The budget also eliminates the formula by which stabilization grants were being gradually reduced. Stabilization grants are supplemental funds school districts receive as compensation for student enrollment declines. That is, schools get state funds to “stabilize” their budgets as they lose students (and the state adequacy aid that comes with those students).

The stabilization grants had been scheduled to decline by four percent of the 2012 grant level each fiscal year. The compromise budget restores them to 100 percent, permanently.

That change in state law increases 2020-2021 education spending by $56 million and adds about $6.2 million a year to the state budget going forward, according to the Office of Legislative Budget Assistant.

Finally, the budget increases the base per-pupil adequacy grant from $3,363 to $3,708. This increase was already scheduled under previous law, so it is not a new change. But it does drive state education spending higher.

Figures from the Office of Legislative Budget Assistant show that, including one-time and recurring expenditures, the budget spends $196 million more on education from FY19 through FY21, a 19.9% increase in appropriations over the 2019 budget.

Of that, $41 million is added for FY 2019, and $155 million for fiscal years 2020-21.

The line-item increase in total budgeted state education spending from FY19 to FY21 weighs in at 9.6%.

Adequate education aid accounts for the largest portion of the added spending. It rises by $111.9 million over the FY 2019 numbers approved in the previous budget.

Those are substantial spending increases, celebrated by both the Republican governor and Democratic Legislature. Yet we can’t help but suspect that political attack ads next year will frame things somewhat differently.

Throughout 2019’s prolonged budget debate, two competing claims dominated the dispute over business tax rates. This week’s budget deal confirms conclusively which side was correct.

For months, Democratic leaders in the Legislature claimed that their budget — the one Gov. Chris Sununu vetoed — “stabilized” business tax rates. The budget did not raise taxes, they said repeatedly, but maintained existing tax rates and only eliminated tax cuts that were scheduled to take place in the future.

Republican Gov. Chris Sununu countered by accusing legislators of raising both the 2019 business tax rates and the 2021 rates.

The budget compromise Gov. Sununu signed this week reveals the truth. Unlike the vetoed state budget, this one actually keeps business tax rates the same for 2019 and 2020. It confirms that legislative leaders were incorrect when they claimed that their previous budget did not raise taxes.

On Jan. 1, 2019, the Business Profits Tax rate dropped from 7.9 percent to 7.7 percent and the Business Enterprise Tax rate dropped from 0.675 percent to 0.6 percent.

The budget that Gov. Sununu vetoed raised those rates back to their 2018 levels of 7.9 percent and 0.75 percent. It did so immediately, not in the future. It further eliminated the reductions (to 7.5 percent and 0.5 percent) scheduled to take place in 2021.

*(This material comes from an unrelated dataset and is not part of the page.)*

PR #88, opened 2024-07-16
Flesh out QFP

tjknoth:
For use with STM microcontroller library.
This will need some work -- I basically just copy-pasted from QFN. Opening a PR so that somebody more qualified can fix it up.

The governor insisted that the 2019 tax rates remain intact. Legislators insisted that rates return to their 2018 levels. There seemed to be no middle ground. Until this week.

How did this budget bring the two sides to agreement?

It did so by keeping this year’s tax rates intact and using revenue targets to trigger future changes.

The compromise budget keeps this year’s rates at 7.7 percent and 0.6 percent. Legislative leaders do not call this a tax cut. That is an admission that their previous budget did, in fact, raise business tax rates in 2019, not just in the future.

Under the compromise, if total general and education fund revenue for the current state fiscal year neither rises nor falls by 6 percent or more, those tax rates remain in place through the next fiscal year.

That is, the rates remain stable if revenue remains stable. At last, the budget “stabilizes” business tax revenue.

However, if total revenue rises by 6 percent or more, business tax rates will fall to the rates they were already scheduled to hit in 2021: 7.5 percent and 0.5 percent.

If total revenue falls by 6 percent or more, business tax rates will automatically snap back to their 2018 levels of 7.9 percent and 0.675 percent. This is another admission that the vetoed budget raised, rather than stabilized, business tax rates.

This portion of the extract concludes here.